Sketch by Tove Nyholm
Tove Nyholm: Exhibition at MOMU (Moesgaard Museum)
An exhibition will be developed during the project period drawing upon the anthropological, philosophical and artistic projects. This exhibit will span between the specific lives of elders and the universality of aging - the human condition of being old. In close collaboration with the project researchers, it will build on a range of items, pictures, audiovisual and textual information - collected during fieldwork and philosophical explorations - that will be set into action in the exhibit.
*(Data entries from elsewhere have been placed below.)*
PR #686, opened 2016-05-01
Using address::is_multicast instead of util function

aldenml:
I wonder if you had any particular reason for the `if-else` here and if a similar reasoning is in `is_loopback`.

### DIFF
--- a/src/broadcast_socket.cpp
+++ b/src/broadcast_socket.cpp
@@ -97,20 +97,6 @@ namespace libtorrent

Upon entering, the visitor will find herself enclosed in a work of art: Full sized figural drawings by Maria Speyer will fill the walls and ask: How does our common field of experience come into play when it comes to the aging body?From here you move into the basic structure of the exhibition, which is a set up with local portraits, where we integrate the themes of the project. Entering one such individual space, you will find a pathway of steppingstones leading to a person at the far end. On our way - whenever you step on one of these 'stones' - a panel (with textural information/pictures/or enclosed items) lights up on the walls at your right or left side. Left side is the personal history or life span, right side is societal history of the region in question. In this way, we will literally walk the time lived of this person in a specific place.
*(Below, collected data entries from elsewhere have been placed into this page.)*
PR #687, opened 2016-05-01
Moved disabled_storage and zero_storage for a private namespace in the compilation unit

aldenml:
I think this makes sense, but the original motivation is that swig is having a hard time with the `final` keyword in the class declaration.

### DIFF
--- a/include/libtorrent/storage.hpp
+++ b/include/libtorrent/storage.hpp
@@ -470,62 +470,6 @@ namespace libtorrent
 		bool m_allocate_files;
 	};
 
-	// this storage implementation does not write anything to disk
-	// and it pretends to read, and just leaves garbage in the buffers
-	// this is useful when simulating many clients on the same machine
-	// or when running stress tests and want to take the cost of the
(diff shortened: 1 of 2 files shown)


CMakeLists.txt
```diff
@@ -318,6 +318,8 @@ if (MSVC)
 elseif ("${CMAKE_CXX_COMPILER_ID}" STREQUAL "Clang")
 	add_definitions(-Wno-c++11-extensions)
 	add_definitions(-fcolor-diagnostics)
+	set(CMAKE_C_FLAGS "${CMAKE_C_FLAGS} -std=c11")
+	set(CMAKE_CXX_FLAGS "${CMAKE_CXX_FLAGS} -std=c++11")
```
arvidn: I have this PR to add C++11 support to the CMake file. if it looks good to you, I'll merge it: https://github.com/arvidn/libtorrent/pull/682

aldenml: This two lines was a mistake, I will remove them

aldenml: Done, that was a temporary workaround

Upon reaching the end of the path, we find a flower-like pattern on the floor: two circles one in the other and again encircled by bows. The smaller circle is the "body", the bigger is the home of this person. The bows are the activities of care and relationships. An arrangement of items in a ritual-like way is placed in the circles. Images or figurations of a person will be at the center.
Finally, the philosophers will take us up to the next level of the room, where a gallery all the way round gives access to read quotes, sentences by philosophers, as well as lay people from the ethnographic studies, set up on the walls in varied size, colour and materiality. The gallery will also give the visitor the overall view of the five different and yet universal pathways to old age.